Dataset excerpts:

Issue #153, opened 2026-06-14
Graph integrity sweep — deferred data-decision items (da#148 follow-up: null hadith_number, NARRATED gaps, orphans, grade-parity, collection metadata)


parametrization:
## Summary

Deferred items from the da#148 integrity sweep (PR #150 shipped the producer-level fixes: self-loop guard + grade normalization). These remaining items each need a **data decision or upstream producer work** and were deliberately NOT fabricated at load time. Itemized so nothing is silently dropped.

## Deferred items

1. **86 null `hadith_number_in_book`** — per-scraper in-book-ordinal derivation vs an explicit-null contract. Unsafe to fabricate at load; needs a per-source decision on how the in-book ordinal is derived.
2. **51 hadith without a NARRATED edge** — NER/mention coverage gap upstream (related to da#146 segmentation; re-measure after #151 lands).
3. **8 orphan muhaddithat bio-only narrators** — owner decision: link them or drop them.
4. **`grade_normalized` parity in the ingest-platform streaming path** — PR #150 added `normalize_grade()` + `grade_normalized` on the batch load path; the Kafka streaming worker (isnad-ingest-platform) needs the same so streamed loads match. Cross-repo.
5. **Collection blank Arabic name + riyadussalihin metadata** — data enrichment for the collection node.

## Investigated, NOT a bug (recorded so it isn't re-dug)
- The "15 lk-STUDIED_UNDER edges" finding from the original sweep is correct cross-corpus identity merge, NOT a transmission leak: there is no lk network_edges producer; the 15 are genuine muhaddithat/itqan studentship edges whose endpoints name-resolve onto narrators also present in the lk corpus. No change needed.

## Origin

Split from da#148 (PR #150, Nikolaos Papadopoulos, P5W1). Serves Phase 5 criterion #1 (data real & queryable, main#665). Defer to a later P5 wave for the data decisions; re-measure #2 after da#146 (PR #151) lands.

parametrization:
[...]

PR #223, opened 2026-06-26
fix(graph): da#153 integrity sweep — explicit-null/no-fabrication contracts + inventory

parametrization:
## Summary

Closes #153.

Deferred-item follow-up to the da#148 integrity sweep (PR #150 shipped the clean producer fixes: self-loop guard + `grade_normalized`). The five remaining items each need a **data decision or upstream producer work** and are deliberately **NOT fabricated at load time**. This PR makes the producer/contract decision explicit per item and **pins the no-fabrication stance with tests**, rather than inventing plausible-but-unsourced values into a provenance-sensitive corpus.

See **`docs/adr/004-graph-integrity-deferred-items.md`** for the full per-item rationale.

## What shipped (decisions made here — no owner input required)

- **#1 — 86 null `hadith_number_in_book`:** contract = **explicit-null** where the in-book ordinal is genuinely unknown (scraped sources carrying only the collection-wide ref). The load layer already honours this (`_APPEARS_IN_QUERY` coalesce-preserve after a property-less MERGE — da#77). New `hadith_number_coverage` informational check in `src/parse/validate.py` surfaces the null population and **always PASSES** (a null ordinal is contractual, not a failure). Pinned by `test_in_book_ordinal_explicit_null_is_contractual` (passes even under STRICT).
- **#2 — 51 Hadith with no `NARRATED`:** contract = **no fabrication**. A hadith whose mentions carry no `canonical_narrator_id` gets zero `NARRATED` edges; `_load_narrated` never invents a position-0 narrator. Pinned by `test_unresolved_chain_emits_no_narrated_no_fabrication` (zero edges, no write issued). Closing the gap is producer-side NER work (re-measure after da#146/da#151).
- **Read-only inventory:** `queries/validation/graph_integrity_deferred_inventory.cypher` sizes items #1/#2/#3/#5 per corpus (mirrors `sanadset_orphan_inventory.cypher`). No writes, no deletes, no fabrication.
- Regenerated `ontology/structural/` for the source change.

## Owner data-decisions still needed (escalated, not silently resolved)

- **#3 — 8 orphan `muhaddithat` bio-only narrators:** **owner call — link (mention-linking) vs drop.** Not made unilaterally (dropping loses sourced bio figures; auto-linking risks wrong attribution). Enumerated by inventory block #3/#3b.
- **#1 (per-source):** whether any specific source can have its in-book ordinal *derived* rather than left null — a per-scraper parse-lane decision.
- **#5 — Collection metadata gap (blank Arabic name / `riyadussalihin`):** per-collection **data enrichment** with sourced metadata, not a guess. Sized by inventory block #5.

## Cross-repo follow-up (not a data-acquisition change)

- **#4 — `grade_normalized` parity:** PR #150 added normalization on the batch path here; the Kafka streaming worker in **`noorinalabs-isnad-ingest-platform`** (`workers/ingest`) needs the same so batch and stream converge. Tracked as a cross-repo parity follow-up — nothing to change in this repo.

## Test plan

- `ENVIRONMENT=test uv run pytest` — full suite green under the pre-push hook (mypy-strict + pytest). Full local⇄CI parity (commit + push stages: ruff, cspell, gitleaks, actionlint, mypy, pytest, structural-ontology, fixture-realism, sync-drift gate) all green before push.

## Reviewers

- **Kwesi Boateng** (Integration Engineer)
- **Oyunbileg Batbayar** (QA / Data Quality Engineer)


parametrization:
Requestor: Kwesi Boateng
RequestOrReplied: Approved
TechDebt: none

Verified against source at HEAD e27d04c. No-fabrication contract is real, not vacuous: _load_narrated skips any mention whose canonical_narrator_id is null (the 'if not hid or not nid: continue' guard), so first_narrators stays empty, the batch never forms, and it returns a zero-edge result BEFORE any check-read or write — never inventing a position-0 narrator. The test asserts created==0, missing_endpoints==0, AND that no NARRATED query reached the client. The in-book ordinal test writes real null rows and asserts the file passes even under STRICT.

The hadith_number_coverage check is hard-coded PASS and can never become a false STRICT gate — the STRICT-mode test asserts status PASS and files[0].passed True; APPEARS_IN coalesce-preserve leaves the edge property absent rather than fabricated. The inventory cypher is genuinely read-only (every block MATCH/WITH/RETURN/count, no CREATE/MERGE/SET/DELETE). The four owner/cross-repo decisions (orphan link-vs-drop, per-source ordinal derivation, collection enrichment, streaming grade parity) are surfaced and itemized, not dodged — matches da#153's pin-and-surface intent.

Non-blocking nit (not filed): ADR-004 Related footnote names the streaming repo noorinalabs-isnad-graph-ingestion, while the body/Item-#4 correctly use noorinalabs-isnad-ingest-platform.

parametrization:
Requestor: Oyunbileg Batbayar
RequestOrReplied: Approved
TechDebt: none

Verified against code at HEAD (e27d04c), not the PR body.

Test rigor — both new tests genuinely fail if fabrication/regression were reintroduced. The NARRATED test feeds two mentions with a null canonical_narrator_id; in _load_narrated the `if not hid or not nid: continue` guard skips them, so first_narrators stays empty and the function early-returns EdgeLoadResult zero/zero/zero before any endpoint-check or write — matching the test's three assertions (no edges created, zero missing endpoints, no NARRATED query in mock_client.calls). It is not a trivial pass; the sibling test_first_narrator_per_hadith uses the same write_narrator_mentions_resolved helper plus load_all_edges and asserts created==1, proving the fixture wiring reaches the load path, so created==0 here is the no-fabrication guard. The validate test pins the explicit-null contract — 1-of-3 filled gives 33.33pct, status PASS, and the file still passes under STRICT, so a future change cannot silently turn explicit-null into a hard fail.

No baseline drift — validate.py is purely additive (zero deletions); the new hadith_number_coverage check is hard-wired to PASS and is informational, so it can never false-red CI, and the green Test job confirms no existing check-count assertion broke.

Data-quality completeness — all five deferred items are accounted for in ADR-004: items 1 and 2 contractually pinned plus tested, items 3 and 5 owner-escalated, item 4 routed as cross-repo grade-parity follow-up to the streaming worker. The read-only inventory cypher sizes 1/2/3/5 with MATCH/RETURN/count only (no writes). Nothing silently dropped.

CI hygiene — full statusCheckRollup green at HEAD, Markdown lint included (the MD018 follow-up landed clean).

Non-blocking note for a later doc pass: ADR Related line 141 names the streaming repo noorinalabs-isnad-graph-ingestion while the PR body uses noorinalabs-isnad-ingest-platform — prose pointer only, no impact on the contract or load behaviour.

- _TASK STATEMENT_
The answer should consist of every line above in which "Engineer" appears.

- _SOLUTION_
- **Kwesi Boateng** (Integration Engineer)
- **Oyunbileg Batbayar** (QA / Data Quality Engineer)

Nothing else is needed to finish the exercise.